Run Control of CPU (at bootcompat session) :
CPU_WAIT_INIT_VAL (0xffffffff) // CPU waiting (spinning)
CPU_WAIT_A64_VAL (0xfffffffe) // CPU goes to A64
x (address other than above) // CPU goes to x
Bootstrap pins of SP7350
The state of bootstrap pins of SP7350 is read into bootstrap register (G0.31) upon releasing power-on reset.
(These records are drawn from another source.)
PR #1048, opened 2026-09-09
perf(struct): store fields in a boxed slice with a lazy index

popematt:
**Issue #, if available:**

Supports #476

**Description of changes:**

This replaces `Struct`'s `Vec<(Symbol, Element)>` and eager `HashMap<Symbol, SmallVec<[usize; 1]>>` with a single boxed slice plus lazily-built indexes. `Struct` goes from 48 to 32 bytes on 64-bit targets (asserted; 16 on 32-bit), `get()` stays sub-linear for large structs, and constructing a struct no longer allocates a map or a per-field `SmallVec`.

`Fields` is now a `slots: Box<[(Symbol, Element)]>` and an `aux: OnceLock<Box<FieldsAux>>`. `FieldsAux` holds two independently lazy indexes:

- a `hashbrown::HashTable<HashIndex>` that `get()` builds and probes once a struct is large enough to be worth it, and
- a `by_field: Box<[u32]>` that orders the slots into the `IonDataOrd` order for `PartialEq`, `IonEq`, `IonDataOrd`, and `IonDataHash`.

A struct that is only iterated builds neither index. Using a boxed slice rather than a `Vec` is deliberate: a struct is immutable once built, so the capacity word is dead weight, and dropping it is part of what gets `Struct` down to 32 bytes.

The PR is three commits: the storage rewrite, a `struct_ops` benchmark, and the build-time threshold knob described below.

#### Tunable `LINEAR_SCAN_THRESHOLD`

`get()` scans linearly at or below `LINEAR_SCAN_THRESHOLD` and builds and probes the hash index above it. The threshold is a compile-time `const` that can be overridden at build time with `ION_RS_STRUCT_LINEAR_SCAN_THRESHOLD=<n> cargo build`. It is parsed in a `const fn`, so a malformed value is a compile error rather than a silent fallback, and the `build.rs` entry makes cargo rebuild when it changes.

The default is 16. I chose it on aarch64 against a hit-dominated workload, where the linear-vs-hash crossover measured around 10 fields at 2 lookups per field, ~19 at 1x, and ~28 at 0.5x. The asymmetry is what pushed the default low: setting the threshold too high pays linear's O(n²) tail as structs grow, while setting it too low pays only a bounded index build of roughly 140 ns plus ~14 ns per field. Erring low is the cheaper mistake. The `struct_threshold_model` bench in this PR is the instrument those numbers came from, and it can re-derive the crossover if the hardware or the `Symbol`/`Element` layout changes.

I'm happy to drop the environment override if we would rather not carry a tuning knob in the public build. Users aren't expected to need to set this (the default value should be good), but it provides an escape hatch for users who want to optimize for other access patterns.

#### Performance

Measured on Graviton2 against the current `main`:

- `PartialEq` is 90% to 99% faster, `ion_cmp` 57% to 83% faster, and `ion_data_hash` 11% to 38% faster across 1 to 100 fields. The old implementations rebuilt a sorted `Vec` (or did a per-field map lookup) on every call; the sorted order is now built once and cached in the `OnceLock`.
- `get()` is faster across the board except for a key sitting at the back of a struct within the linear band, whose cost is bounded by the threshold-sized scan and recovers as soon as the hash index engages.
- Construction does fewer allocations, since there is no map and no per-duplicate `SmallVec`, resulting in small but meaningful deserialization improvements on some real-world data that I used. (Don't have an exact figure since it's somewhat entangled with the rest of my work to reduce the size and align of `Element`.)

There is one regression introduced. Calling `get_all()` is now a scan over the slice rather than a map lookup. Duplicate field names are uncommon and the scan is over one contiguous allocation, so I think this should be acceptable. A Graviton L1 data cache is 64 kB, so the entire `slots` vec will fit in the L1 cache for struct with even several hundred fields. (You only need ~8 kB of cache to fit 100 fields.) If it turns out to be a problem, we can leverage the `by_fields` index to perform a binary search of field names for large structs.

#### Testing

- The full test suite, the `ion-tests` corpus, and `tests/ion_data_consistency.rs` (the `good/equivs` `Eq`/`Ord`/`Hash` gate) pass.
- `--features experimental-ion-hash` passes; the struct digest is unchanged, since it still hashes the per-field _digests_ in their own sorted order.
- `cargo check --target wasm32-unknown-unknown` passes, which is what checks the pointer-width byte-size assertions.
- New unit tests cover both lookup regimes: duplicate, absent, and unknown-text (`$0`) lookups; the `$0`-versus-empty-text case, whose keys hash alike but compare unequal; multiset equality across the equivalence classes crossed with both regimes; the threshold boundary; `Send`/`Sync`; and a concurrent first `get()`.

----

### DIFF
--- a/src/types/struct.rs
+++ b/src/types/struct.rs
@@ -4,80 +4,186 @@ use crate::ion_data::{IonDataHash, IonDataOrd, IonEq};
 use crate::symbol_ref::AsSymbolRef;
 use crate::text::text_formatter::FmtValueFormatter;
 use crate::Symbol;
-use smallvec::SmallVec;
+use hashbrown::HashTable;
+use rustc_hash::FxHasher;
 use std::cmp::Ordering;
-use std::collections::{HashMap, VecDeque};
+use std::collections::VecDeque;
 use std::fmt::{Display, Formatter};
-use std::hash::Hasher;
+use std::hash::{Hash, Hasher};
+use std::sync::OnceLock;
 
-// A convenient type alias for a vector capable of storing a single `usize` inline
-// without heap allocation. This type should not be used in public interfaces directly.
-type IndexVec = SmallVec<[usize; 1]>;
+/// Field counts at or below this length are served by a linear scan over `slots`; above it, `get()`
+/// lazily builds and probes a hash index. The crossover is a benchmark-derived tuning default
+/// (measured on aarch64 / Graviton2, with a workload of roughly one lookup per field), not a
+/// contract. Revisit if `Element`/`Symbol` size or real `get()` access patterns change.
+const LINEAR_SCAN_THRESHOLD: usize = 48;
 
-// This collection is broken out into its own type to allow instances of it to be shared with Arc/Rc.
+/// One entry in the lazily built hash lookup index. Stores the cached field-name hash (so probes
+/// don't rehash the stored name) and the index of the corresponding pair in [`Fields::slots`].
+/// Only fields with **known** text are indexed; unknown-text (`$0`) lookups scan `slots` directly.
+#[derive(Debug, Clone, Copy)]
+struct HashIndex {
+    hash: u64,
+    slot_index: u32,
+}
+
+/// Lazily built auxiliary indexes over [`Fields::slots`]. Boxed behind a single `OnceLock` so an
+/// iterate-only struct never allocates either index, and so `Fields` itself stays pointer-small.
+#[derive(Debug, Clone, Default)]
+struct FieldsAux {
+    /// Hash lookup index over known-text fields, built on the first large-struct `get()`.
+    table: OnceLock<Box<HashTable<HashIndex>>>,
+    /// Slot indices sorted into canonical Ion field order, built on the first
+    /// equality / ordering / hashing operation. Covers **all** slots, including unknown-text ones.
+    by_field: OnceLock<Box<[u32]>>,
+}
+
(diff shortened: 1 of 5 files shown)


src/types/struct.rs
```diff
@@ -4,80 +4,222 @@ use crate::ion_data::{IonDataHash, IonDataOrd, IonEq};
...
+                })
+                .map(|entry| &self.slots[entry.slot_index as usize].1)
         }
     }
 
-    /// Gets the last value in the Struct that is associated with the specified field name.
+    /// Looks up the unknown-text (`$0`) field name. These share a hash with the empty-text field
+    /// name but compare unequal, so they are never indexed; a direct scan for the first text-less
+    /// field is both correct and cheap.
+    fn get_unknown_text(&self) -> Option<&Element> {
```
piyushk-amzn: get($0) regresses from O(1) to O(n). At least put a note about it in here and release notes.

piyushk-amzn (approved):
Looks good overall. One minor comment about the $0 look up cost increasing. Worth documenting.

src/types/struct.rs
popematt: Actually, this made me realize that (a) we are storing more than what is necessary in the hash index, and (b) we can actually just hash the $0 case. I'm fixing it.

almann (approved):
Approved based on @piyushk-amzn feedback.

Refer to definition of boot-strap pins in i-boot below:
Boot-strap pins of SP7350 | Boot devices | |||||||
MX6 | MX5 | MX4 | MX3 | MX2 | MX1 | MX0 | ||
1 | 1 | 1 | 1 | 1 | x | x | eMMC boot | |
1 | 1 | 1 | 0 | 1 | x | x | SPI-NAND boot | |
1 | 1 | 0 | 1 | 1 | x | x | USB boot | |
1 | 1 | 0 | 0 | 1 | x | x | SDC boot | |
1 | 0 | 1 | 1 | 1 | x | x | SPI-NOR boot | |
1 | 0 | 0 | 0 | 1 | x | x | 8-bit NAND boot | |
Note:
If MX1 = 0, the JTAG interface of CA55 of SP7350 will be enabled.
If MX2 = 0, SP7350 will enter test mode. Always set to 1 for normal operation.